While `defer` offers one possible solution to this problem, it may be possible in other contexts to simply change the
ordering or structure of the serialization functions to achieve a similar effect.
### Implementation notes
If you are a casual user of cereal, there's no need to worry about the details of loading and saving smart pointers. If you are curious or want a
better understanding, here's a brief overview:
When saving an `std::shared_ptr`, we first check to make sure we haven't serialized it before. This is done by keeping a map from addresses to pointer ids (an `std::uint32_t`), which are unique. Pointers that are newly serialized are given a new id with the most significant bit set to `1`. When saved, an `std::shared_ptr` will first output its id, which will either have its MSB set to `1` if it is the first instance of that id, or will be an id already in the archive. This is immediately followed by the data found by dereferencing the pointer. If the pointer was equal to `nullptr`, its id is set to `0` and nothing else is saved.

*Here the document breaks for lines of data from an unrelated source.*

PR #173, opened 2015-05-06
Add Spawn#unsafeGetJob() endpoint.

mspiegel:
For use cases when reading a stale copy of a job is OK. With 7b2a9119ad1b5a70f1c960e770d1e33112588775 the known deadlock in Spawn should be fixed. We still have the potential for deadlock in future code as the Spawn#getJob() method acquires the job lock. Which is probably a a good thing except in cases when it's ok to read a stale copy of the job. Such as alerts. The downside of this pull request is that it introduces extra complexity and allows people to bypass the job lock. The job lock may be removed at some point but for now we should respect it (except in those cases we don't need to?)


mspiegel:
Can reopen later if needed.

When loading an `std::shared_ptr`, we first load its id to determine whether we need to allocate data or not. If the MSB of a loaded id is equal to `1`, we need to actually allocate it and keep track of this allocation in a map from ids to `std::shared_ptr<void>`. If the MSB is not equal to `1`, we retrieve the already loaded data from the map. In the case of null pointers (id equal to `0`), nothing needs to be done.
When serializing an `std::weak_ptr`, it is promoted to an `std::shared_ptr` by locking it. It then follows the same mechanisms as a shared pointer.
`std::unique_ptr` is a bit easier since it contains a unique reference to the data it points to. This means we can serialize it without doing any tracking. The only extra metadata that we serialize is a single `std::uint8_t` containing a `1` if the pointer is valid and a `0` if the pointer is equal to `nullptr`. When loading, we first look at the id before attempting to load its contents.
Handling of types that do not have default constructors works the same way on the surface but is more complicated under
the hood. cereal allocates memory for the type before it can be constructed and gives the user an object which
transparently performs a placement new into this block of memory, while staying exception safe.
The most complicated portion of the memory implementation is handling non-default constructors when an `std::shared_ptr`
to a type that inherits from `std::enable_shared_from_this` is utilized (excluding the complications that arise from polymorphism!). In this situation, we need to pre-allocate a buffer for the user to later perform a placement new in, while keeping a stable, type agnostic `std::shared_ptr` to the buffer (so we can properly assign circular references). The internal state of the `std::enable_shared_from_this` is set upon insertion into a `std::shared_ptr`, which means that if we were to simply let user perform their placement new blindly, the original state of the `std::enable_shared_from_this` would be overwritten. To get around this, we save its state before letting the user peform the construction, and then restore it afterwards.
---
## Raw/Dumb Pointers and References
cereal does not support serializing raw (e.g. `int *`) pointers or references (e.g. `int &`).
### Pointer serialization rationale
Pointer serialization requires extra book-keeping compared to non pointer types. We want to make sure that we don't serialize the same object twice since that is both time and space wasted in the archive. With raw pointers, every object would need to be tracked to detect whether it had already been serialized (imagine a pointer pointing to data inside of some other container - this gets complicated very quickly). This is essentially what happens with boost serialization. This comes at the cost of runtime performance and increases the code complexity of the library considerably. It also complicates user code since it adds extra considerations about tracking types. In modern C++, it is rare for raw pointers to be used outside of internal implementations, so we think that in these situations it is reasonable to make users of cereal make their own decisions regarding the data the pointers refer to.